How Much Should a Freelance Web Developer Charge Per Hour? (2026 Guide)
"What's the going rate for a freelance web developer?" has no single answer, because two developers with the same years of experience can charge wildly different rates depending on one thing most rate guides bury: your tech stack. Here are the real 2026 numbers by experience and by technology, plus how to set a rate that reflects your actual value.
The short answer (2026 ranges)
US freelance web developers broadly charge $50–$150/hour, with the median sitting around $85/hour. Broken down by experience:
| Experience | Typical hourly range |
|---|---|
| Junior (0–2 years) | $30 – $60 |
| Mid-level (3–5 years) | $60 – $100 |
| Senior (5–7+ years) | $100 – $160 |
| Top-tier / specialist (10+ years) | $150 – $250+ |
Seniority alone tends to add a 40–65% premium, and a senior developer often delivers in a fraction of the time with fewer bugs — so a higher hourly rate frequently means a lower total project cost.
Your tech stack changes everything
This is the part juniors underestimate. What you build in moves your rate more than a year or two of experience:
| Stack / specialty | Typical hourly range |
|---|---|
| WordPress / PHP | $40 – $80 |
| Node.js (backend) | $70 – $140 |
| React / Next.js | $75 – $150 |
| iOS / Swift | $80 – $160 |
| DevOps / cloud (AWS, Azure, GCP) | $90 – $180 |
| AI / ML | $100 – $250+ |
WordPress sits low not because the work is easy, but because the supply of WordPress developers is huge relative to demand. Scarce, high-demand skills (DevOps, AI/ML, niche stacks like Rust or Solidity) command 20–40% premiums for exactly the opposite reason.
Platforms quietly cut your rate
Where you find clients matters too. Bidding marketplaces like Upwork typically pull rates 20–30% below what the same developer earns from direct clients — you're trading margin for steady deal flow. The averages you see quoted on those platforms ($61–$80/hour) sit well below what experienced developers charge working directly.
Why you shouldn't just copy the median
An $85/hour median knows nothing about your expenses, your unpaid admin time, your tax, or how many hours you can realistically bill. Two developers at $85/hour can have completely different outcomes — one thriving, one barely covering costs — because their real numbers differ.
Set your rate from your situation, not a benchmark. The Hourly Rate Calculator works backwards from your target income, expenses, time off, and tax — then compare the result against the ranges above to sanity-check it.

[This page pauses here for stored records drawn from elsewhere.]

PR #11737, opened 2026-01-23
core/schema: add private _rebasedIncludePaths to moduleSource

tiborvass:
New private moduleSource._rebasedIncludePaths returns the list of include paths from dagger.json, relative to the context directory.

### DIFF
--- a/core/schema/modulesource.go
+++ b/core/schema/modulesource.go
@@ -114,6 +114,12 @@ func (s *moduleSourceSchema) Install(dag *dagql.Server) {
 		dagql.Func("originalSubpath", s.moduleSourceOriginalSubpath).
 			Doc(`The original subpath used when instantiating this module source, relative to the context directory.`),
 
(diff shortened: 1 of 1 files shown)


tiborvass:
I made it public, but renamed it to `rebasedIncludePaths` (like the struct field). Let me know if you preferred `rebasedIncludes` or something else.

grouville:
> rebasedIncludePaths

Personally, I don't understand this name (non blocking)

tiborvass:
@grouville that's why i want to make it private :D I didn't want to spend time debating on the name, although I agree it's not super clear.

An alternative is to choose between `includePaths`, `includePatterns`, `includes` and have this one be relative to the context directory. Then if we ever need the include patterns as they were in the dagger.json we could always add an `original`-prefix.

tiborvass:
I reverted the PR to a private API for easier merge, as I really need this.

tiborvass:
Failure seems unrelated

PR #11748, opened 2026-01-27
filesync: fix .gitignore handling

sipsma:
Mark gitignored entries in stats instead of excluding them from the walk, and have the server skip deletes/updates under those paths.

This avoids cross-client conflicts caused by confusing overlapping requirements of having `.gitignore` in the synced fs tree but also needing to exclude it sometimes.

Fixes CI flake about `change kind changed from "add" to "delete" during sync` and variations
* repro'd with `dagger call engine-dev test --parallel=12 --pkg ./core/integration --run='TestHost/TestDirectoryGitIgnore' --count=10`

---

Also added a reference doc about filesync to the cache-expert skill.

The code here was typed by codex. Required a lot of socratic-type guiding to get it to the right solution but still saved quite a bit time in debugging and then typing out the fix 🦾


sipsma:
This seems to change the timing of things (if I had to guess, actually a noticeable improvement in the module related tests that do tons of loading of dirs full of .gitignore'd things), which is triggering many occurrences of issues fixed by https://github.com/dagger/dagger/pull/11729, so I currently have commits from that PR here. We should merge that other one first in order to avoid a big wave of flakes.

What lifts you up the range
- A scarce, in-demand stack — the single biggest lever, as the table shows.
- Speed and reliability — clients pay for fewer bugs, less hand-holding, and on-time delivery.
- Direct relationships over bidding platforms.
- Outcome framing — "I'll ship a fast, conversion-ready site" beats "I write code by the hour."
Once you're confident estimating projects, many developers move from hourly to fixed or value-based pricing so getting faster doesn't shrink their income — see our guide on hourly vs fixed-price.
Common mistakes
- Pricing on years of experience alone and ignoring how much your stack is worth.
- Living on bidding platforms and accepting their 20–30% haircut indefinitely.
- Charging hourly while getting faster every year — quietly capping your own income.
- Never revisiting your rate as you add in-demand skills. (Here's how to raise it.)
Frequently asked questions
What should a junior developer charge? Around $30–$60/hour in 2026, then climb quickly as you specialize and build a portfolio.
Why do WordPress developers earn less than React developers? Supply and demand — far more WordPress developers exist relative to the work, which pushes rates down.
Hourly or fixed price? Hourly while scope is unclear; fixed once you can estimate confidently — and pad fixed quotes for scope creep.